### Saved entries
--- START ---
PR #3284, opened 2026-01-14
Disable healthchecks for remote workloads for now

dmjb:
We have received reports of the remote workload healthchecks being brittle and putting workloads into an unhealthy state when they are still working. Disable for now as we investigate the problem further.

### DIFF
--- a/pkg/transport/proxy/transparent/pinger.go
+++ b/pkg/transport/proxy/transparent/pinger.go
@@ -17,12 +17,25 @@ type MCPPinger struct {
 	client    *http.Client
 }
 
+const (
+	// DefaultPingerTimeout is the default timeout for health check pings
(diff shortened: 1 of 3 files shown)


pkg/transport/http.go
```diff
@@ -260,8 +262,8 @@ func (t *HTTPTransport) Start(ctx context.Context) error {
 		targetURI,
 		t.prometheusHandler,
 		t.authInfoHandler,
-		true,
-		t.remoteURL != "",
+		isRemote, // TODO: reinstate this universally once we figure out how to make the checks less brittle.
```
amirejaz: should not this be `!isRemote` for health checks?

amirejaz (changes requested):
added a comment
--- END ---
### What this task involves
Using the entries above, return exactly the lines from the line with "We have received" to the line with "(diff shortened: 1 of 3 files shown)", counting both of those lines.

### Expected answer
We have received reports of the remote workload healthchecks being brittle and putting workloads into an unhealthy state when they are still working. Disable for now as we investigate the problem further.

### DIFF
--- a/pkg/transport/proxy/transparent/pinger.go
+++ b/pkg/transport/proxy/transparent/pinger.go
@@ -17,12 +17,25 @@ type MCPPinger struct {
 	client    *http.Client
 }
 
+const (
+	// DefaultPingerTimeout is the default timeout for health check pings
(diff shortened: 1 of 3 files shown)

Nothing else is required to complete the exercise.